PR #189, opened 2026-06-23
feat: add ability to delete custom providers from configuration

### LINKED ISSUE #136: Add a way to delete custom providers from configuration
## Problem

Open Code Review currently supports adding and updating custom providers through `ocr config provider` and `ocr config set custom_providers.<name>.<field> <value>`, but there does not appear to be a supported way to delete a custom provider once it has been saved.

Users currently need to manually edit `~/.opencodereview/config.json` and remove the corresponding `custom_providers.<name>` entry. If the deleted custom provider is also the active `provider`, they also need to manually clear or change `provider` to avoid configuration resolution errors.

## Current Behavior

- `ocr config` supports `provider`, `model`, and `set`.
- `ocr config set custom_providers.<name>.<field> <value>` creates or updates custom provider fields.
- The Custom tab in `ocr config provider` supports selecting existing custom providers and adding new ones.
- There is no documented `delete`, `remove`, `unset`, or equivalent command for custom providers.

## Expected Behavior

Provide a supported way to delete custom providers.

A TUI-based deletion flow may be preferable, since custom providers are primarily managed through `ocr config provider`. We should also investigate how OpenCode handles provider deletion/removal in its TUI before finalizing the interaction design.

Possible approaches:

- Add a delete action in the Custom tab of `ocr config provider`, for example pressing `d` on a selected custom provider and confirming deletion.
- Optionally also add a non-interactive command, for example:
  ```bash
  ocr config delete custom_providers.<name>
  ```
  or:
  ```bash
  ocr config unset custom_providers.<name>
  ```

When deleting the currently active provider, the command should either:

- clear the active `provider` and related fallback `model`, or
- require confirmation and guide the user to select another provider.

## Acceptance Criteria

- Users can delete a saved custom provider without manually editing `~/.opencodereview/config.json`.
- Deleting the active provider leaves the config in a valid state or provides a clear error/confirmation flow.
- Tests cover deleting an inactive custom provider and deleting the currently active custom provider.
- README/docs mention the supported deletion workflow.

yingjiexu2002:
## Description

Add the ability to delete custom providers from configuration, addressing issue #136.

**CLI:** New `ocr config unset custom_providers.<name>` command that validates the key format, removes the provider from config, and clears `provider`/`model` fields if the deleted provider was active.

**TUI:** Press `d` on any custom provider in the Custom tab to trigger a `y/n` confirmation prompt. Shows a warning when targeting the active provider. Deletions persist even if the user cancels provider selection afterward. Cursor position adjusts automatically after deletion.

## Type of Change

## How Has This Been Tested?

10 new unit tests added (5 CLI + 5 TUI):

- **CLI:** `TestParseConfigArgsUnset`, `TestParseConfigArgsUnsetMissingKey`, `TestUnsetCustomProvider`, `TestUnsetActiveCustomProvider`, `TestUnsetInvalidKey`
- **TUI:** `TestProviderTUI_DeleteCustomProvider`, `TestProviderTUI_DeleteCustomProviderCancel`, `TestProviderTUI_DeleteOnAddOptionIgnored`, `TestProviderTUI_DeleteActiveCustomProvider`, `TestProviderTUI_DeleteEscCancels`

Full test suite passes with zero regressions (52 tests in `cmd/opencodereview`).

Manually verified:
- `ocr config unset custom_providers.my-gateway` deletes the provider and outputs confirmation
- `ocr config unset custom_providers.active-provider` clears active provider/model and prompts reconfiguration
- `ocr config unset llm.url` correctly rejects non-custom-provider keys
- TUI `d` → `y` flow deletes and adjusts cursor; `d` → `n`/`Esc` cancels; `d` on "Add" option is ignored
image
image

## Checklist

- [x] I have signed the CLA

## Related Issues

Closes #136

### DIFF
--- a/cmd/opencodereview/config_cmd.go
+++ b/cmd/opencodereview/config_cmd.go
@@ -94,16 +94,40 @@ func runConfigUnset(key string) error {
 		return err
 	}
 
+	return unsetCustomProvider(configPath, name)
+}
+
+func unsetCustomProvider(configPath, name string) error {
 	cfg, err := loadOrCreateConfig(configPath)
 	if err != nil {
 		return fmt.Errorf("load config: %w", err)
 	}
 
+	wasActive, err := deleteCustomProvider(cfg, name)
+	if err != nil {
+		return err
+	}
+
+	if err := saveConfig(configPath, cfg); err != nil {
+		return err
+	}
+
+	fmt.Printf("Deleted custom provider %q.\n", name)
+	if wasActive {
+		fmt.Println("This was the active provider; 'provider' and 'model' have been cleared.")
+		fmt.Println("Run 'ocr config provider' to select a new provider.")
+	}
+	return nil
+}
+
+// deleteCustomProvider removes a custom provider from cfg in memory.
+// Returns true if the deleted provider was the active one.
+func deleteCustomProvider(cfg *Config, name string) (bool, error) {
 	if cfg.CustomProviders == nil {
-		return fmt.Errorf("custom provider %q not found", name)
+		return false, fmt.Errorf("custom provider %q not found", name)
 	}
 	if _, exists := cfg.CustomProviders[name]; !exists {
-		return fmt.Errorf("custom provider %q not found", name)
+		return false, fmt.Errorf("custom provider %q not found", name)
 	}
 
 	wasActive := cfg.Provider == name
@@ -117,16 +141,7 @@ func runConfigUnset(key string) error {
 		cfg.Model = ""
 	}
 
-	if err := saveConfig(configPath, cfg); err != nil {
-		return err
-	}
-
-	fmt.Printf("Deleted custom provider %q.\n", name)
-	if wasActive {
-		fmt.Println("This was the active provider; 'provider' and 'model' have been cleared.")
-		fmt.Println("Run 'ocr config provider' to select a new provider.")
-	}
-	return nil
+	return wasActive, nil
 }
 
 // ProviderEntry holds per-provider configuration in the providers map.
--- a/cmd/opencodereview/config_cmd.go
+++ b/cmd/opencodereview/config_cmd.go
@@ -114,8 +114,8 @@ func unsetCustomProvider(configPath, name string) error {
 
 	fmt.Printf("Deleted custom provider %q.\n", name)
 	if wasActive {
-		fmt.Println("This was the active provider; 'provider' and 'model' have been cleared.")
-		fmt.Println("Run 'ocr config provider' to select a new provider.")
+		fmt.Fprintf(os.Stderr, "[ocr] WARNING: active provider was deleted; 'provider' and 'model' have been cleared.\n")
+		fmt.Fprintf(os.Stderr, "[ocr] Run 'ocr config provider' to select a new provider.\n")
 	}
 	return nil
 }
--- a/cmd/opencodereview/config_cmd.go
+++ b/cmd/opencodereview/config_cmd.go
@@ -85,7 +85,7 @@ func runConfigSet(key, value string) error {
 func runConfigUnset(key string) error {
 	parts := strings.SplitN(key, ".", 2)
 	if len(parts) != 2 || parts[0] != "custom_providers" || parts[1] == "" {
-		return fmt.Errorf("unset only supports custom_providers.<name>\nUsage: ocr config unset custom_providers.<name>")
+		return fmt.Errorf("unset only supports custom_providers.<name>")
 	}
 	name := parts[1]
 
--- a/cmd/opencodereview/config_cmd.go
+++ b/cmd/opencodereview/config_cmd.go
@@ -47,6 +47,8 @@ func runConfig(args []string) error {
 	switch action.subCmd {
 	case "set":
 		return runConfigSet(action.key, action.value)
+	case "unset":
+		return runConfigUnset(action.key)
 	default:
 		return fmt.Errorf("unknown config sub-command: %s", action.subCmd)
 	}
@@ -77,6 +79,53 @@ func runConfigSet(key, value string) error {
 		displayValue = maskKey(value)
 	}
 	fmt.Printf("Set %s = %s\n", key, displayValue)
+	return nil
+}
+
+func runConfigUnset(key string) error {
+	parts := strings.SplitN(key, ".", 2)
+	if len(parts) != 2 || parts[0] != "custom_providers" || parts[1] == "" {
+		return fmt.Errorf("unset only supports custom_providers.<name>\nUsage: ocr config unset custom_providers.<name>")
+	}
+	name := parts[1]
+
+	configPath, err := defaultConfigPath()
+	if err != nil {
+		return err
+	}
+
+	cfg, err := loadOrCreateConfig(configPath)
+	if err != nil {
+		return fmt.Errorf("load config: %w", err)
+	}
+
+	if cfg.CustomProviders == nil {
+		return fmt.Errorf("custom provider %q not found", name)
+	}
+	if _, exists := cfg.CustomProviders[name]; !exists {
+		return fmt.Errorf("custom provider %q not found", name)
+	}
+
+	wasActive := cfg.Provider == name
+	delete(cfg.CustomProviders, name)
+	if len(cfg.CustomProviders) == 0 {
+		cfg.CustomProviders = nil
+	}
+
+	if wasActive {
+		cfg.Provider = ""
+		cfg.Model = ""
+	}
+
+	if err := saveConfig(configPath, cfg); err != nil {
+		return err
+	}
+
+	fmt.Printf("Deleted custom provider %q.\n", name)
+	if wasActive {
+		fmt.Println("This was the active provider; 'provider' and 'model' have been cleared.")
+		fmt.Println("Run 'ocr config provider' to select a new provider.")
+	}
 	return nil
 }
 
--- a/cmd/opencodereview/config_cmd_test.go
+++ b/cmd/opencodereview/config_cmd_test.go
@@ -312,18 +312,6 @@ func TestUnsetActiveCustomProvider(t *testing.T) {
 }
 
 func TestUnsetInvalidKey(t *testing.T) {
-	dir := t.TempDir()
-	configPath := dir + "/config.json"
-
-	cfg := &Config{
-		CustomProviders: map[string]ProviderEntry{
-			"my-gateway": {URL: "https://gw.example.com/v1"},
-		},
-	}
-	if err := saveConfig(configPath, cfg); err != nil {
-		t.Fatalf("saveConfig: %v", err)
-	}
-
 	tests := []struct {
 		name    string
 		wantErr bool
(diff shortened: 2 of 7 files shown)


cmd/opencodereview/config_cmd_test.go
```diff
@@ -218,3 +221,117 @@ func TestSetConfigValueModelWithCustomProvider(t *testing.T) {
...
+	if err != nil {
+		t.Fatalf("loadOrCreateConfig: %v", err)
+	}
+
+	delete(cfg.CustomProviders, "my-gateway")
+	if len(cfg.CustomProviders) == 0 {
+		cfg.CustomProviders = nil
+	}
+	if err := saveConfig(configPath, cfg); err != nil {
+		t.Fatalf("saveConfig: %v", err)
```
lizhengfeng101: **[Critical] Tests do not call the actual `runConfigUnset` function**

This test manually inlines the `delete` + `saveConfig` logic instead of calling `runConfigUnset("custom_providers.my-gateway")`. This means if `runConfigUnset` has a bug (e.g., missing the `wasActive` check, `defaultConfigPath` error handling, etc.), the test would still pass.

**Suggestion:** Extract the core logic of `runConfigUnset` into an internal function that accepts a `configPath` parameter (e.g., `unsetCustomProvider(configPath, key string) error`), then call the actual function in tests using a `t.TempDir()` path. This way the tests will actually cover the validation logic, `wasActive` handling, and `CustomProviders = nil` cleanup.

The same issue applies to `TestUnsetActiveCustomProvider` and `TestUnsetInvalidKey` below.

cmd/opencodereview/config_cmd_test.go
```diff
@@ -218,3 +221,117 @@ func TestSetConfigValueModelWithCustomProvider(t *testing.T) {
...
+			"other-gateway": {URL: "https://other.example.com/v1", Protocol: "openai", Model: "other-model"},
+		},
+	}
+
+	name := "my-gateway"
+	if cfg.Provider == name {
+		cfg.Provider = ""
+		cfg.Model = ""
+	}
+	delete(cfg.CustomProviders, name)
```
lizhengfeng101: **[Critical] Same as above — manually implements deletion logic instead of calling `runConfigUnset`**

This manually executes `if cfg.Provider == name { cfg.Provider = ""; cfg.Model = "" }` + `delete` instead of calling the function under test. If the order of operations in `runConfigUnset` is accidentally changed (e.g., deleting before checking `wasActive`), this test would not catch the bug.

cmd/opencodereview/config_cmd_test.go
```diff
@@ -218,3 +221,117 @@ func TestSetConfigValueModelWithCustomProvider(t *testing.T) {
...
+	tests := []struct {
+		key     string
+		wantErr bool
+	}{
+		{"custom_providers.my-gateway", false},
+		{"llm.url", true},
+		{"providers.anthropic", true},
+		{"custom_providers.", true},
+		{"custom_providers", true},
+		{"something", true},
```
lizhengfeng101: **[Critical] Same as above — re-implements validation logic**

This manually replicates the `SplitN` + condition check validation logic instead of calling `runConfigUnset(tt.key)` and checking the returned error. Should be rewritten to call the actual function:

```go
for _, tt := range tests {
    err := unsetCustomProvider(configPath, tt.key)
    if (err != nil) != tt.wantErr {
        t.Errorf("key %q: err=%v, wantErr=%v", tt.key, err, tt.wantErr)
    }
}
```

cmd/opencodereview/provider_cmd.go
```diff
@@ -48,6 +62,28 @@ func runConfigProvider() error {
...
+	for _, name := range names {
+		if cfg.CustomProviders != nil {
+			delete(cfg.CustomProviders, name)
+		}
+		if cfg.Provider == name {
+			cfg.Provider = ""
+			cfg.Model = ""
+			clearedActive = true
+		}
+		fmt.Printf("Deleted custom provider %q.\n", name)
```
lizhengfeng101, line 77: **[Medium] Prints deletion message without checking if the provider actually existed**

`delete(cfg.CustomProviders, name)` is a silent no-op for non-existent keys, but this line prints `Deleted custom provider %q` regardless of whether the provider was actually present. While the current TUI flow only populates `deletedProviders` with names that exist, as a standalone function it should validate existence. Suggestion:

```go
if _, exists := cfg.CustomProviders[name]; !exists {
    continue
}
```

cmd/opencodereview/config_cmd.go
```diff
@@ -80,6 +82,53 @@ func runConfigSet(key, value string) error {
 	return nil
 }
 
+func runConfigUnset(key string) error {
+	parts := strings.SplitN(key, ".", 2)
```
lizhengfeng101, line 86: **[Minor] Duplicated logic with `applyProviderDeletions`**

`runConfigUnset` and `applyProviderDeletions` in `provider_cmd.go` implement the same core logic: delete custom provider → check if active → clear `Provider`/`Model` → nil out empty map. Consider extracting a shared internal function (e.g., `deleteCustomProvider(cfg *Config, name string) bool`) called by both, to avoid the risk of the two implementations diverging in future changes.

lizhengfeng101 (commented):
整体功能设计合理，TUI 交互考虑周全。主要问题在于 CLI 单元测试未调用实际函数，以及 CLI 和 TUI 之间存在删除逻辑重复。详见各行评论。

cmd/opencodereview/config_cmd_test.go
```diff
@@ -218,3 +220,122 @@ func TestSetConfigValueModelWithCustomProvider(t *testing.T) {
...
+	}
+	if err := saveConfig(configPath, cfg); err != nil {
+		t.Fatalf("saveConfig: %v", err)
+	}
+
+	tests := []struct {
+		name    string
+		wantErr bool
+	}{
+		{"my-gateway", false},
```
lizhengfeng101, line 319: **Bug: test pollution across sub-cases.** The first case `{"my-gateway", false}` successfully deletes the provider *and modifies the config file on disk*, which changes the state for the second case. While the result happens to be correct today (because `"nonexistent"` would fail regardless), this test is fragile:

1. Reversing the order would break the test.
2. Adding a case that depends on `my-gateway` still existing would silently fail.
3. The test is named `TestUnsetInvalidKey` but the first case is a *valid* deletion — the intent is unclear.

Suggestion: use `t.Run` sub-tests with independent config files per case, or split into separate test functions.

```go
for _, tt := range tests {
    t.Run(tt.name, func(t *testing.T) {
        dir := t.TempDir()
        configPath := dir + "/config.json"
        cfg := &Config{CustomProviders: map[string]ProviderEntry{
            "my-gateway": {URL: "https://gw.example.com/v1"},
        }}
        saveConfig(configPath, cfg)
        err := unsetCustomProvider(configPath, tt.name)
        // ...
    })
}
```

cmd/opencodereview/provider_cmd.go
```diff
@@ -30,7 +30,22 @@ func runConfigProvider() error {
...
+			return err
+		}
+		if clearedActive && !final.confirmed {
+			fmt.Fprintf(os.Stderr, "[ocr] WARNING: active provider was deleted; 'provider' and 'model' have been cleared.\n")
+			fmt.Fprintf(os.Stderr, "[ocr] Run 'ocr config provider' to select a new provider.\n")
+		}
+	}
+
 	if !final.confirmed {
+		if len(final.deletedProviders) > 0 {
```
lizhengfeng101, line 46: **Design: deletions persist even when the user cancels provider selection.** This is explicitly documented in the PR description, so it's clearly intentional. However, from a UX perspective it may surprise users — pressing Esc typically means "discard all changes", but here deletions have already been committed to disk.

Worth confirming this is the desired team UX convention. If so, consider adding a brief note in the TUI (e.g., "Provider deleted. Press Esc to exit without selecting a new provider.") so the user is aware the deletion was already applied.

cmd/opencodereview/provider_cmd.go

---

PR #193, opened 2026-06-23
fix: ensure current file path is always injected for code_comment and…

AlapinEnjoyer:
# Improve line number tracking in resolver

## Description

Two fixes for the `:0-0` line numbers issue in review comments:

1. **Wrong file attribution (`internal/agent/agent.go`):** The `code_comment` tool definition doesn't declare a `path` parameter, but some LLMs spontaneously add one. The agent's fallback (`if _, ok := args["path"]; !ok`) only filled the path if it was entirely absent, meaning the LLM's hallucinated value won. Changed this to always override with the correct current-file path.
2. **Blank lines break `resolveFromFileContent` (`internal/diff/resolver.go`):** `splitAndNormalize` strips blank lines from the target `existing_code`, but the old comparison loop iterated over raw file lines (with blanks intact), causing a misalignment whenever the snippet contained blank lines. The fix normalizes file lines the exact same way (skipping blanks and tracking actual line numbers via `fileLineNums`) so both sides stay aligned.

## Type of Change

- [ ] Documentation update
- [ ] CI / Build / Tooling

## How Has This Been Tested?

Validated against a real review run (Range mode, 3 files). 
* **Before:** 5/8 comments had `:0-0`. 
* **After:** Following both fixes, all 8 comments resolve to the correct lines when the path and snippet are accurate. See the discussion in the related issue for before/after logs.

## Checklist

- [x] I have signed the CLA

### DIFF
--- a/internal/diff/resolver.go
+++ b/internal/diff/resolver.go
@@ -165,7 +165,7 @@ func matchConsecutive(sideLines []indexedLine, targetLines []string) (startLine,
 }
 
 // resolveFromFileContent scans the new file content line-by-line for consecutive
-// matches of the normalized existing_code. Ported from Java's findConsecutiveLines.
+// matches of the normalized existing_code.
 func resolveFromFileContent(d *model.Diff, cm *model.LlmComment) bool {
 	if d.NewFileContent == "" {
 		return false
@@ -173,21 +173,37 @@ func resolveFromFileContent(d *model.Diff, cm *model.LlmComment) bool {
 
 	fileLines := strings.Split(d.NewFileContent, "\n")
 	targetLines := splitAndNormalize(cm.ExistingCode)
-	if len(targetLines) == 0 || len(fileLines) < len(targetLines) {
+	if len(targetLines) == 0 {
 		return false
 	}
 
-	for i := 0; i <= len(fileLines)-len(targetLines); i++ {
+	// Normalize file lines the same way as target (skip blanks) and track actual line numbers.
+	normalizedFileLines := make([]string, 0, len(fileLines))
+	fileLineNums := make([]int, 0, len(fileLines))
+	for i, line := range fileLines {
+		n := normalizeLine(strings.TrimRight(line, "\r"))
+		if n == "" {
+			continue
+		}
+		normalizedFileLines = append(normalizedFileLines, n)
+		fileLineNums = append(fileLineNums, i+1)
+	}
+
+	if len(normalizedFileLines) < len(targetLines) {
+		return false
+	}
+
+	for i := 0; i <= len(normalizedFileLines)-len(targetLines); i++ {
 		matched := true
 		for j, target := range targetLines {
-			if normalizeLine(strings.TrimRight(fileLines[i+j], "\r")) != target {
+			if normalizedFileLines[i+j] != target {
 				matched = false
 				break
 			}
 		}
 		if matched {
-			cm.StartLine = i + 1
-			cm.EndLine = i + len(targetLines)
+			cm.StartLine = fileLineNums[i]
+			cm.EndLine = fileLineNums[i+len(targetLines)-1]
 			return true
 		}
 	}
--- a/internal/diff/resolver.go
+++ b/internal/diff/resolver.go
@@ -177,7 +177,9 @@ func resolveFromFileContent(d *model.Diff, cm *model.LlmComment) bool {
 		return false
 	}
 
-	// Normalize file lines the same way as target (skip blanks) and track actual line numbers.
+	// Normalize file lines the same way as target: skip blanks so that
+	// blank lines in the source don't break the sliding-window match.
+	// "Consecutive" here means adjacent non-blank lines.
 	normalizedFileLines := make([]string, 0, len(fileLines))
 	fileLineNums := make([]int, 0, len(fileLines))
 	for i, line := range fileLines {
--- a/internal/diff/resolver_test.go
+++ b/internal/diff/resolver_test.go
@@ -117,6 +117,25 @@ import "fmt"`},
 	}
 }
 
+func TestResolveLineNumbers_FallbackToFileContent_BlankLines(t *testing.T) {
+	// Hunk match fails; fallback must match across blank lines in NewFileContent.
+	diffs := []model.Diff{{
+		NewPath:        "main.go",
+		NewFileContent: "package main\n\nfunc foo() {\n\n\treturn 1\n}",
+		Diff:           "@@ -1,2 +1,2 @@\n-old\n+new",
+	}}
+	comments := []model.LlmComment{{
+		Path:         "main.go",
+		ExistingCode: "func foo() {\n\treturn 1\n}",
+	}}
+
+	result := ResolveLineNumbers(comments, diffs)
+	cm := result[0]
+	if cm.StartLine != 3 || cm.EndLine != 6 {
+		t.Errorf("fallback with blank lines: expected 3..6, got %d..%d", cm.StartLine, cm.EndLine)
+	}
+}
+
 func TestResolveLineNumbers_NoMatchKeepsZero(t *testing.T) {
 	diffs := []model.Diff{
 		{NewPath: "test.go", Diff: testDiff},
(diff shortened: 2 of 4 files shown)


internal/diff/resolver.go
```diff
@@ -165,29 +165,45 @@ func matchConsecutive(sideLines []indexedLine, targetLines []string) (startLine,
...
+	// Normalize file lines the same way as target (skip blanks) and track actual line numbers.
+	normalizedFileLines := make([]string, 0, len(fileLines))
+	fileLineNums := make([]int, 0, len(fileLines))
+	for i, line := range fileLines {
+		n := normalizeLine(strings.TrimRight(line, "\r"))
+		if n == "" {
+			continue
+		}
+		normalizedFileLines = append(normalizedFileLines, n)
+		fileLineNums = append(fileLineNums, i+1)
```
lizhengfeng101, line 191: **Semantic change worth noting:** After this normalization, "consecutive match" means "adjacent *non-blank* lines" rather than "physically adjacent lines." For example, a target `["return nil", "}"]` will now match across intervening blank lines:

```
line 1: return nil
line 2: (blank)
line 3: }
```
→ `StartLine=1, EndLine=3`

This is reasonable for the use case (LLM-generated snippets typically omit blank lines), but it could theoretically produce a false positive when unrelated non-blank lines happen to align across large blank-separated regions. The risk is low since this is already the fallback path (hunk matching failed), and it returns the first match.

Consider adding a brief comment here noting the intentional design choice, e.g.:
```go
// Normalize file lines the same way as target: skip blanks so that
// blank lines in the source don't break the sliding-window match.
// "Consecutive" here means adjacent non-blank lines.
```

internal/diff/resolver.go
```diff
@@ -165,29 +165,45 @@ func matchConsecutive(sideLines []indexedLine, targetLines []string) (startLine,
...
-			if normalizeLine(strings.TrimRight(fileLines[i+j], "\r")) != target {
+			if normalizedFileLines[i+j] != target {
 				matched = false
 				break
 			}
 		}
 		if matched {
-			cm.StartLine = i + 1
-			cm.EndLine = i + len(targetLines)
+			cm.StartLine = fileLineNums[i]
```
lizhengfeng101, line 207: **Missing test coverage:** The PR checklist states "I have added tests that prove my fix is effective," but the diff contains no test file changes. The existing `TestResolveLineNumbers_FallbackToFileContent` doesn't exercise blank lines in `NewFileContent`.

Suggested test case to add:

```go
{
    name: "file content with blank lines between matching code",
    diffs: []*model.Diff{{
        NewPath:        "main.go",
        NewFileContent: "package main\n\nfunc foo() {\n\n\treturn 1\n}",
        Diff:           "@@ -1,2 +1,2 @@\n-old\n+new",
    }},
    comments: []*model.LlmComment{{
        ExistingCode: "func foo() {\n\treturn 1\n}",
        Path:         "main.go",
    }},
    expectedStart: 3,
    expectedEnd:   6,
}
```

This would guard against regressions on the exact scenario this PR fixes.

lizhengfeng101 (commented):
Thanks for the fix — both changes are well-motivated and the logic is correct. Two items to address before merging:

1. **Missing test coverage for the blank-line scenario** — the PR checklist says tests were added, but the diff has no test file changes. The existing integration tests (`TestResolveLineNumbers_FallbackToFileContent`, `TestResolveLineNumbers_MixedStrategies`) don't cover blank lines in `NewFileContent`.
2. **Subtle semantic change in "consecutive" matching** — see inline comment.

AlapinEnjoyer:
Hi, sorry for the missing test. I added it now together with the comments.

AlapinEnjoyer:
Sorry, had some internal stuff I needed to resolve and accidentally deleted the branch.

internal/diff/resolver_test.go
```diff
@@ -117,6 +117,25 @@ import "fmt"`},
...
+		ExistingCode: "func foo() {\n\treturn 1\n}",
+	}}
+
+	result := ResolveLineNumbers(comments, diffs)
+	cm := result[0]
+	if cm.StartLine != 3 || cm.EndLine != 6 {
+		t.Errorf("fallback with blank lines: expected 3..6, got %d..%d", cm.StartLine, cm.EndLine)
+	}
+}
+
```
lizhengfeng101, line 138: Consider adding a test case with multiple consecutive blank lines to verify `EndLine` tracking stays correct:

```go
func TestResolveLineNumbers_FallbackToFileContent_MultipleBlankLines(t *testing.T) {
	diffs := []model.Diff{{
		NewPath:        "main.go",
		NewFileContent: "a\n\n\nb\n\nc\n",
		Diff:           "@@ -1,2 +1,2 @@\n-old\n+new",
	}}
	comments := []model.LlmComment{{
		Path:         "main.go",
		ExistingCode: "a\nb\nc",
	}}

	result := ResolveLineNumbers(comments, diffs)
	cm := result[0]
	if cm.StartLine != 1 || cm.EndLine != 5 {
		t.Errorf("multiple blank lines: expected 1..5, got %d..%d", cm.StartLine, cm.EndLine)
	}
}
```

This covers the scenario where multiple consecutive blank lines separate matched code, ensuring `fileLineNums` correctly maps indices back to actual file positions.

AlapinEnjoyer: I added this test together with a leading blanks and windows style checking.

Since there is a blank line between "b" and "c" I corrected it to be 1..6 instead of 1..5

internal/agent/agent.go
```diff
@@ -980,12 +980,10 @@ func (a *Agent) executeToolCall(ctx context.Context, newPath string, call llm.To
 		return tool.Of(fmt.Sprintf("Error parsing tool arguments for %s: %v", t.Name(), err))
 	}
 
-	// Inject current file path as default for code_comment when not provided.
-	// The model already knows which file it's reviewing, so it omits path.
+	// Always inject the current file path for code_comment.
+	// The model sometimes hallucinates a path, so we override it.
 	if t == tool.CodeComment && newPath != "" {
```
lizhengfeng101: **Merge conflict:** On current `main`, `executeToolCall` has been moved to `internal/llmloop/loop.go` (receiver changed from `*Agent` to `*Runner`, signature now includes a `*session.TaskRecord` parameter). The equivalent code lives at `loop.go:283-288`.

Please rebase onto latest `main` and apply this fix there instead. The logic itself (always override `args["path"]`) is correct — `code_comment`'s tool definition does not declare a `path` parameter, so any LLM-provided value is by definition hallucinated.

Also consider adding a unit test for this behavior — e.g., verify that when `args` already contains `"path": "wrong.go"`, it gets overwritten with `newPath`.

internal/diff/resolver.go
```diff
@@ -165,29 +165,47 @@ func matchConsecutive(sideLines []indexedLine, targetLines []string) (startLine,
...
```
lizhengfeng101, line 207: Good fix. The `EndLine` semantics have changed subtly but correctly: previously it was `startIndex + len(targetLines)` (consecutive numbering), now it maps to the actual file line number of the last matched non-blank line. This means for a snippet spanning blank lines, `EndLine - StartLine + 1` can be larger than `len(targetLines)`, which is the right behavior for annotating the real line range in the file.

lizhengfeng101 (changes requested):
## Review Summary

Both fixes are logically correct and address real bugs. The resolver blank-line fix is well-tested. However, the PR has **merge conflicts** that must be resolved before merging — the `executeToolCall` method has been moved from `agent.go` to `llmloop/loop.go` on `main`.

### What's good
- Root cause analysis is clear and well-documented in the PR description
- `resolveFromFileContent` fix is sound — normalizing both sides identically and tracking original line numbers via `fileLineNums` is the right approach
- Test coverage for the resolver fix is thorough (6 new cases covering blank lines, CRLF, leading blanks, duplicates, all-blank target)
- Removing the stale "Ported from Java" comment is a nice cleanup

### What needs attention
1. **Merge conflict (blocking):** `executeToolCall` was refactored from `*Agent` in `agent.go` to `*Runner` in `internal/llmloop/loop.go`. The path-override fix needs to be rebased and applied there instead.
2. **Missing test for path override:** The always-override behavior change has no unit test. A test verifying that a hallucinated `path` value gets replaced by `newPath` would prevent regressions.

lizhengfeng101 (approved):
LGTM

**WORK TO COMPLETE**
Show all lines of the material in which the word "removes" can be found.

**YOUR SOLUTION**
**CLI:** New `ocr config unset custom_providers.<name>` command that validates the key format, removes the provider from config, and clears `provider`/`model` fields if the deleted provider was active.
+// deleteCustomProvider removes a custom provider from cfg in memory.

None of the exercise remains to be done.